Un repentino cambio di fronte

Le critiche di Stefano Fassina all'Europa si sono spinte negli ultimi mesi fino alla messa in discussione della moneta unica. Secondo l'ex viceministro, la situazione dell'eurozona sarebbe insostenibile. Ciò implicherebbe la necessità, da parte del nostro paese, e in particolare da parte della sinistra, di promuovere un “superamento cooperativo” dell'euro. Continuare sulla strada attuale sarebbe iniquo perché “se non si può svalutare la moneta, si svaluta il salario”.

Un concetto (che abbiamo già criticato su Micromega online) ripetuto anche nella direzione Pd alla vigilia del Jobs act. In quella sede, l'ex viceministro aveva spiegato che la cancellazione dell'articolo 18 era un diktat imposto dall'Europa e accettato da Renzi al fine di riequilibrare i differenziali di competitività nella zona euro.

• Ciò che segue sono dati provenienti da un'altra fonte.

Issue #3809, opened 2021-02-24
extraneous parentheses at pretty-printing


monperrus:
We all know that Spoon is generous at putting parentheses, in particular for binary operators and cast expressions.

One way to solve this is to use the implicit information from CTElement to signal parenthesis to be written:

CtBinaryOperator.isImplicit() == true => no parentheses required
CtBinaryOperator.isImplicit() == false => parentheses required

See also the discussion about sniper at https://github.com/INRIA/spoon/issues/3794

slarse:
Interesting idea. It might prove a bit troublesome, though, as whether or not parentheses need to be printed can change when the AST is modified. For example, consider expression:

```java
1 + 2
```

So, if we write binary operators `BinOp(<OPERATOR>, <LEFT_HAND_OPERAND>, <RIGHT_HAND_OPERAND>, <IMPLICIT>) we have an expression like so:

```
BinOp(+, 1, 2, true)
```

However, now let's assume we modify this expression by making it the right-hand operand of a multiplication with `8`, like so:

```
Binop(*, 8, BinOp(+, 1, 2, true), true)
```

If we actually honor the implicitness, then this would be written out as `8 * 1 + 2`, which is actually not what the AST represents. It _must_ be `8 * (1 + 2)`. So, in making arbitrary modifications to expressions, we must also adjust the implicitness of operators. This might be difficult.

slarse:
Just off the top of my head, I think it might be easier to analyze expressions when they are to be printed to determine a minimal amount of required parentheses. It should be pretty straightforward given a table of operator precedences.

slarse:
I'm giving this a spin today.

slarse:
So, this really isn't very difficult (I think). We don't need to mess with any implicitness of elements, as given an element we can determine if it needs to be parenthesized based only on its parent. If I'm not missing something, we must parenthesize an expression `e` with an operator in it iff:

1. The parent `p` is a unary operator.
2. The parent `p` is a binary operator with higher precedence than `e`
3. The parent `p` is a binary operator, `e` appears as the X-hand-side operand of `p`, _and_  `e`'s operator is Y-associative

[...]

Issue #3794, opened 2021-02-12
Discussion: Redesigning the sniper printer


slarse:
Hi!

Over the past few months, I've been working out kinks and bugs in the sniper printer quite frequently. It's a very cool piece of software that does some impressive things, but I have noted several problems with the design that, in my opinion, cannot be overcome with the current architecture. I'd therefore like to discuss a complete redesign.

For context, I'll first provide a brief description of what the sniper printer does and how it does it, then I'll move on to the problems, and finally my proposed solution.

### What is the purpose of the sniper printer?

The sniper printer provides a means to parse source code into a Spoon AST, perform some transformations, and then print it back to file with minimal formatting changes to non-transformed parts. In the literature, this has been referred to as _high-fidelity code transformation_.

For applications where the output of a Spoon transformation is stored in the

slarse:
I've thought about maintaining an LL-AST in the background some more, and come to the following insights.

Deletions of elements should be very straightforward: simply delete the corresponding subtree in the LL-AST.

Insertions should be fairly straightforward. On an insertion, pretty-print from the root of the inserted subtree. It should be relatively straightforward to map the print actions to the correct nodes in the tree by using the "enter" and "exit" methods of the pretty-printer. I'm sure there will be some complications, but I don't think anything insurmountable should appear here.

Modifications to existing nodes (e.g. renaming a method or inserting a modifier on a field) is where I think the bulk of the work has to be made. I'm hoping to make some clever use of `CtRole` here, but I'm relatively certain that there will be difficulties here.

jrfaller:
Hi @slarse!

I'm coming here since it a better place to discuss than our long email thread.

First thanks for the analysis of prior art, it is clearly very handy to have a structure with everything in it such as the LL-AST.

Maybe a dumb question for starters but I am asking it anyway: why would it be so bad to have that directly in Spoon main's representation? They could be hidden to the user by default, but still present? Or there are various technical reasons making this impossible?

I ask that because from experience, I find it hard to keep consistency between complex structures, something that will be required to do with your proposal of background LL-AST, so if we could avoid it it would be great! If we cannot, I strongly suggest that one of the two structures is automatically derived from the other (presumably the AST from the LL-AST).

Then for the transformations, I am not sure any operation is easy in fact because it depends on how we can ventilate the whitespaces into the LL-AST.

[...]

PR #3823, opened 2021-03-04
wip: feat: Print minimal brackets for nested operators

slarse:
Related to #3809

### DIFF
--- a/spoon-pom/pom.xml
+++ b/spoon-pom/pom.xml
@@ -54,7 +54,13 @@
  		<version>5.7.1</version>
  		<scope>test</scope>
 	</dependency>
-  
+    <dependency>
+        <groupId>org.junit.jupiter</groupId>
+        <artifactId>junit-jupiter-params</artifactId>
+        <version>5.7.1</version>
+        <scope>test</scope>
+    </dependency>
+
   <dependency>
     <!-- must come after junit5 deps, otherwise it overrides the junit version -->
     <!-- must be here in the parent POM, because the parent always comes last, see https://stackoverflow.com/questions/28999057/order-of-inherited-dependencies-in-maven-3 -->
--- a/src/main/java/spoon/reflect/visitor/DefaultJavaPrettyPrinter.java
+++ b/src/main/java/spoon/reflect/visitor/DefaultJavaPrettyPrinter.java
@@ -2164,6 +2164,7 @@ public class DefaultJavaPrettyPrinter implements CtVisitor, PrettyPrinter {
 
 		int parentPrecedence = OperatorHelper.getBinaryOperatorPrecedence(parent.getKind());
 		int precedence = OperatorHelper.getBinaryOperatorPrecedence(operator.getKind());
-		return precedence < parentPrecedence || associativity != positionInParent;
+		return precedence < parentPrecedence
+				|| (precedence == parentPrecedence && associativity != positionInParent);
 	}
 }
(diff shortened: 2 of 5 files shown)


spoon-pom/pom.xml
```diff
@@ -54,7 +54,13 @@
  		<version>5.7.1</version>
  		<scope>test</scope>
 	</dependency>
-  
+    <dependency>
+        <groupId>org.junit.jupiter</groupId>
+        <artifactId>junit-jupiter-params</artifactId>
+        <version>5.7.1</version>
+        <scope>test</scope>
+    </dependency>
```
slarse, line 62: This dependency is necessary for using the `@ParameterizedTest` annotation.

jrfaller:
Hi @slarse! It seems neat! I don't see in the diff when this method is triggered but I believe this will only be applied to transformed nodes, to keep the unmodified code with its original parentheses?

slarse:
> Hi @slarse! It seems neat! I don't see in the diff when this method is triggered but I believe this will only be applied to transformed nodes, to keep the unmodified code with its original parentheses?

In terms of sniper printing, yes. This patch applies to the default printer (DJPP = DefaultJavaPrettyPrinter), which has its own printing style, and is what we must use when we can't sniper print for some reason (modified node, new node, etc), or when we just don't want to sniper print.

In terms of the current state of affairs, it will also improve the sniper printing itself in some cases, as there will be far fewer parentheses to try to match to actual parentheses that exist in the source code. Parentheses should now never appear out of thin air, as has previously been a problem both in default printing and sniper printing. It will be less beneficial for sniper printing if we manage to implement our ideas in #3794, but it'll still be useful when we need to print new or changed expressions.

jrfaller:
Thanks for the explanation! Therefore LGTM!

slarse:
@monperrus This is ready for your consideration. Here are a a couple of thoughts I have:

* The word "brackets" is used internally in the printers. I think "parentheses" is more precise, as brackets more often refer to square brackets `[]`, while I've never heard parentheses refer to anything but `()`. Thoughts?
* Currently, the parenthesis optimization is enabled by default for the sniper printer, but not for the default printer. There is no way to use the public API to enable it, as I didn't want to introduce more clutter to the DJPP API. Keep this way, or enable for DJPP, or make it possible to enable through DJPP API?

monperrus:
Thanks a lot @slarse 

> The word "brackets" is used internally in the printers. I think "parentheses" is more precise, as brackets more often refer to square brackets [], while I've never heard parentheses refer to anything but (). Thoughts?

Both are valid AFAIK, but it's good to be consistent. All comment and name changes outside the public API are welcome!

> Currently, the parenthesis optimization is enabled by default for the sniper printer, but not for the default printer.

This is good this way.

> I'm not sure "optimization" is the best word to use here, it's a bit vague. Minimization? Redundancy elimination?

I like "Minimization" (optimization is either minimization or maximization) 

Overall, excellent PR, and we love parametrized tests! Will merge.

slarse:
> Thanks a lot @slarse
> 
> Both are valid AFAIK, but it's good to be consistent. All comment and name changes outside the public API are welcome!

Yes, both are valid: "bracket" is British and "parenthesis" is American English. The problem I find in Spoon is that the word "bracket" is used for everything (square bracket, round bracket, curly bracket are all just denoted bracket). This is a bit confusing to me when reading the code. This is all internal, though, I couldn't find a single mention in the public API.

However, I think that this PR is not the one to change widespread terminology use in Spoon. I'll use the term "round bracket".

> > Currently, the parenthesis optimization is enabled by default for the sniper printer, but not for the default printer.
> 
> This is good this way.

Right, so just to be clear here, it also _can't_ be enabled for the default printer via the public API as the setter is protected. That's intentional, I think it's good we keep this internal until it's been field tested a bit in the Sniper.

> I like "Minimization" (optimization is either minimization or maximization)

That is true. I'll migrate over to use "minimization".

slarse:
On the note of perfectly reproducing formatting under AST transformations, db058e1and 73338f7 show that IntelliJ isn't perfect either ...

monperrus:
Thanks a lot @slarse . This is a very important contribution for the sniper mode.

In una intervista doppia a confronto con il responsabile economico del Pd Filippo Taddei, Fassina spiegava infatti che “la cancellazione della possibilità di reintegro per licenziamenti ingiusti vuol dire indebolire ulteriormente la capacità negoziale delle persone che lavorano, abbassare le retribuzioni per continuare una impossibile competizione di costo. È la ricetta del mercantilismo liberista portata avanti dalla Commissione europea con il sostegno della Germania. Si punta a svalutare il lavoro data l’impossibilità di svalutare la moneta. Oltre a essere una ricetta iniqua, come è oramai evidente non funziona perché deprime la domanda interna.”.

Parole forti, quelle di Fassina, contro la politica del premier espresso dal Pd. Eppure si tratta dello stesso Stefano Fassina che, quando alla vigilia delle elezioni ambiva al posto di ministro dell'economia di un ipotetico governo Bersani, spiegava al Financial Times che occorreva tenere fermi i salari per favorire gli investimenti: “Cercheremo un accordo con i sindacati e le imprese per congelare gli adeguamenti di stipendio in cambio di investimenti.”. Nella stessa intervista Fassina si spingeva ancora più avanti nella sua professione di fede europeista: “Non rinegozieremo il fiscal compact o l’obbligo di pareggio di bilancio in Costituzione. Se agissimo unilateralmente, danneggeremmo il progetto europeo. Vogliamo avere spazio per politiche fiscali anti-cicliche, ma a livello europeo”.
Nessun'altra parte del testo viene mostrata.